Brief: Please show all lines of the records that include "both".

Source data:

Issue #1184, opened 2022-03-25
Katello 4.4+: Rework mirroring policy for Yum and APT content


maximiliankolb:
New mirroring policy with Katello 4.4+:

* [Foreman issue 33939](https://projects.theforeman.org/issues/33939)
* https://github.com/Katello/katello/commit/281e9ee968d46107556f00da86a8fc3a2f836ccb
* https://github.com/Katello/katello/commit/2fe15f43488e9b5f984f77a3ebc4451b2db9554c

See also https://github.com/theforeman/foreman-documentation/pull/1149#discussion_r835215351

PR #1266, opened 2022-05-11
Rework various procedures to add repositories

maximiliankolb:
Resolves https://github.com/theforeman/foreman-documentation/issues/1184 and some other issues. See individual commits for an easier review.

Cherry-pick into:

* [x] Foreman 3.3
* [x] Foreman 3.2
* [x] Foreman 3.1

### DIFF
--- a/guides/common/modules/proc_adding-custom-deb-repositories.adoc
+++ b/guides/common/modules/proc_adding-custom-deb-repositories.adoc
@@ -39,9 +39,9 @@ ifdef::orcharhino[]
 . Optional: In the *Errata URL* field, enter the URL of an errata service.
 endif::[]
 . Select the *Verify SSL* check box if you want to verify that the upstream repository's SSL certificates are signed by a trusted CA.
-. In the *Upstream Username* field, enter the user name for the upstream repository if required for authentication.
+. Optional: In the *Upstream Username* field, enter the user name for the upstream repository if required for authentication.
 Clear this field if the repository does not require authentication.
-. In the *Upstream Password* field, enter the corresponding password for the upstream repository.
+. Optional: In the *Upstream Password* field, enter the corresponding password for the upstream repository.
 Clear this field if the repository does not require authentication.
 . Optional: In the *Upstream Authentication Token* field, provide the token of the upstream repository user for authentication.
 Leave this field empty if the repository does not require authentication.
--- a/guides/common/modules/proc_adding-custom-deb-repositories.adoc
+++ b/guides/common/modules/proc_adding-custom-deb-repositories.adoc
@@ -43,6 +43,8 @@ endif::[]
 Clear this field if the repository does not require authentication.
 . In the *Upstream Password* field, enter the corresponding password for the upstream repository.
 Clear this field if the repository does not require authentication.
+. Optional: In the *Upstream Authentication Token* field, provide the token of the upstream repository user for authentication.
+Leave this field empty if the repository does not require authentication.
 . From the *Download Policy* list, select the type of synchronization {ProjectServer} performs.
 For more information, see xref:Download_Policies_Overview_{context}[].
 . From the *Mirroring Policy* list, select the type of content synchronization {ProjectServer} performs.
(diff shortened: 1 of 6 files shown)


guides/common/modules/proc_adding-custom-deb-repositories.adoc
```diff
@@ -50,7 +50,8 @@ For more information, see xref:Download_Policies_Overview_{context}[].
 . From the *Mirroring Policy* list, select the type of content synchronization {ProjectServer} performs.
 For more information, see xref:Mirroring_Policies_Overview_{context}[].
 . Optional: In the *HTTP Proxy Policy* field, select an HTTP proxy.
-. Optional: If you want, you can clear the *Publish via HTTP* check box to disable this repository from publishing through HTTP.
+. Optional: You can clear the *Unprotected* check box to require a subscription entitlement certificate for accessing this repository.
+By default, the repository is published through HTTP.
```
Lennonka, line 56: Do we allow both HTTP and HTTPS? I noticed in another place that only HTTPS was allowed for security reasons and I wonder what the case is here.

guides/common/modules/proc_creating-a-custom-file-type-repository.adoc
```diff
@@ -7,24 +7,13 @@ You must create a product and then add a {customrepo}.
...
-{Project} automatically completes the *Label* field based on what you have entered for *Name*.
-. Optional: From the *GPG Key* list, select the GPG key for the product.
-. Optional: From the *Sync Plan* list, select a synchronization plan for the product.
-. In the *Description* field, enter a description of the product, and then click *Save*.
-
-To create a repository for your {customproduct}, complete the following procedure:
-
-. In the Products window, select the name of a product that you want to create a repository for.
-. Click the *Repositories* tab, and then click *New Repository*.
+. In the {ProjectWebUI}, navigate to *Content > Products* and select a product that you want to create a repository for.
```
Lennonka, line 10: One list item for each step, pls

guides/common/modules/proc_adding-custom-deb-repositories.adoc
```diff
@@ -10,8 +10,10 @@ To use the CLI instead of the {ProjectWebUI}, see the xref:cli-adding-custom-deb
 {Project} automatically completes the *Label* field based on what you have entered for *Name*.
 . Optional: In the *Description* field, enter a description for the repository.
 . From the *Type* list, select `deb` as type of repository.
-. In the *Upstream URL* field, enter the URL of the external repository to use as a source.
+. Optional: In the *Upstream URL* field, enter the URL of the external repository to use as a source.
 You can find the upstream URLs on Debian-based systems in `/etc/apt/sources.list`.
++
+If you do not enter a upstream URL, you can manually upload packages.
```
Lennonka, line 16: **an** upstream URL (it goes by pronunciation, not spelling) -- also below

Lennonka (changes requested):
Just a couple of details and it will be perfect to go.
Btw, thanks for the tip to go by commit, most useful! :)

guides/common/modules/proc_adding-custom-deb-repositories.adoc
maximiliankolb: I have tested this on Foreman 3.2 and it's also available through HTTP & I found no setting to prohibit downloads over HTTP. Do you know more @m-bucher ?

guides/common/modules/proc_adding-custom-deb-repositories.adoc
maximiliankolb: Fixed both times.

guides/common/modules/proc_creating-a-custom-file-type-repository.adoc
maximiliankolb: Fixed.

guides/common/modules/proc_adding-custom-deb-repositories.adoc
m-bucher: I do not know if there is a special handling for RedHat repos, but the repository will always be distributed via HTTPS where clients can authenticate using subscription-manager.
But if you want/have to access the repository without authentication (e.g. because the OS needs a special repository to install subscription-manager in the first place), it has to be offered via HTTP, because HTTPS-repos always require client-atuhentication using SSL-certs.
For Debian repositories distributing over HTTP is perfectly save as far as authenticity is concerned (as long as a secure GPG-key has been used for signature).

Lennonka: So maybe we should mention both and recommend HTTPS as preferred? Or mention cases when HTTP is necessary?

maximiliankolb: I have tested this again. It's possible to access content through HTTP.

maximiliankolb:

   e2585381..301c2463  3.1 -> 3.1
   7c1256c4..9f76ea42  3.2 -> 3.2
   0d63628f..c9943080  3.3 -> 3.3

Written solution:
Lennonka, line 56: Do we allow both HTTP and HTTPS? I noticed in another place that only HTTPS was allowed for security reasons and I wonder what the case is here.
maximiliankolb: Fixed both times.
Lennonka: So maybe we should mention both and recommend HTTPS as preferred? Or mention cases when HTTP is necessary?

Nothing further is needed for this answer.